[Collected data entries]
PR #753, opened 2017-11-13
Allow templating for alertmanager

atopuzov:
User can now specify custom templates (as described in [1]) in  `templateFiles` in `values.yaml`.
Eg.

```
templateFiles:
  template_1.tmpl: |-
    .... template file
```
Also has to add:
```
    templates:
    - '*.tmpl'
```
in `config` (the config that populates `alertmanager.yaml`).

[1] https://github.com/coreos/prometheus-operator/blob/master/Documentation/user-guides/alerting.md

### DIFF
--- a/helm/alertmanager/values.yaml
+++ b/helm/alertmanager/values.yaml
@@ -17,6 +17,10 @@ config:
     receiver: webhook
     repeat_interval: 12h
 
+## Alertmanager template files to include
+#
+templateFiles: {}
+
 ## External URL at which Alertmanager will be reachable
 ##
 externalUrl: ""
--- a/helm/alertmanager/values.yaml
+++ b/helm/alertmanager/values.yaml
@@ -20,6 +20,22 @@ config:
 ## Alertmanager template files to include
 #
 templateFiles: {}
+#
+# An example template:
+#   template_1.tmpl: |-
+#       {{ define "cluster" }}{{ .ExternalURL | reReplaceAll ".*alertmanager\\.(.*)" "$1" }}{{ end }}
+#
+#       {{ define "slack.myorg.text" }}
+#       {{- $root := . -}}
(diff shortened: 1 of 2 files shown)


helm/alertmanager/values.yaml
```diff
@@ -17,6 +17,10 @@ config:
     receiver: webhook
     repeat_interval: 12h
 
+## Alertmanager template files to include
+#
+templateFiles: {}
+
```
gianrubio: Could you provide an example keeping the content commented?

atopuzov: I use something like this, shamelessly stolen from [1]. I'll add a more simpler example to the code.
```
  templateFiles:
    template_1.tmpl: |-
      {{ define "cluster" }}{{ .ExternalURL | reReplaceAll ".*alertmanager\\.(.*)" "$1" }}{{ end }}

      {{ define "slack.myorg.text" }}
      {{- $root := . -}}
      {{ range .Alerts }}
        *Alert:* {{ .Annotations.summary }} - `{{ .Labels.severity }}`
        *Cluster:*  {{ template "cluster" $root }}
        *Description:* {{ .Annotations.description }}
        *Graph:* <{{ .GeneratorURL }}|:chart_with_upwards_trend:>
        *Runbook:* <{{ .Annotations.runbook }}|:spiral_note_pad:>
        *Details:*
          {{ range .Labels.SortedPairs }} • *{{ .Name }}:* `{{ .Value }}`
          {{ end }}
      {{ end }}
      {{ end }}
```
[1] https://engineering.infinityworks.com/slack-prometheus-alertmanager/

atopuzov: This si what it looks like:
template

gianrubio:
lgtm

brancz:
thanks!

...

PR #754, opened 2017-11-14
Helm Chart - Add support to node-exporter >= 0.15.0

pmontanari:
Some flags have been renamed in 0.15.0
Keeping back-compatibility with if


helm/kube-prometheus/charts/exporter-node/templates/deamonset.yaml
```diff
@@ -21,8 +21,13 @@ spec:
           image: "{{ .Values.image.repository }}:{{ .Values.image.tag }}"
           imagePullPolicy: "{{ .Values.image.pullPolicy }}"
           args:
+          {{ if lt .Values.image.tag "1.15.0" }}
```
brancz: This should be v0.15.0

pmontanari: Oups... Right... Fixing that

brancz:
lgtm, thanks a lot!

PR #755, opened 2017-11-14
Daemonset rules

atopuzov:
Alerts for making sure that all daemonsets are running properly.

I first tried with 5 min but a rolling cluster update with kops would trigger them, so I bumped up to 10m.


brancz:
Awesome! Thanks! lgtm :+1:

...

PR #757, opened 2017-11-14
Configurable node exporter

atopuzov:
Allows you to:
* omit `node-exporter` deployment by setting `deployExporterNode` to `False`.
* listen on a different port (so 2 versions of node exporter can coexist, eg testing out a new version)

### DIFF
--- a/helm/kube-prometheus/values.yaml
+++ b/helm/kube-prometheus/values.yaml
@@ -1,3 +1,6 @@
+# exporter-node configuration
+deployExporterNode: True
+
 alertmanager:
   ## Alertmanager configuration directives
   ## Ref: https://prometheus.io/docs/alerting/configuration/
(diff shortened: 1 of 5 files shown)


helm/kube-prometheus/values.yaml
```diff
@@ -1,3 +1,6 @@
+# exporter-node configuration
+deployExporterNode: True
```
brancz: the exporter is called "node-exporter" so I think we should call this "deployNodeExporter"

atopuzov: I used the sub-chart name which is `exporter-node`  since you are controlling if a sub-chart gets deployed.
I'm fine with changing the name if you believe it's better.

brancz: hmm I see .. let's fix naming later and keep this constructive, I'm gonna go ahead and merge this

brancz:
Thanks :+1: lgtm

▶ [Task statement]:
From the records above, print exactly the lines that run from the line with "PR #755, opened 2017-11-14" to the line with "Awesome! Thanks! lgtm", inclusive.

▶ [Exercise response]:
PR #755, opened 2017-11-14
Daemonset rules

atopuzov:
Alerts for making sure that all daemonsets are running properly.

I first tried with 5 min but a rolling cluster update with kops would trigger them, so I bumped up to 10m.


brancz:
Awesome! Thanks! lgtm :+1:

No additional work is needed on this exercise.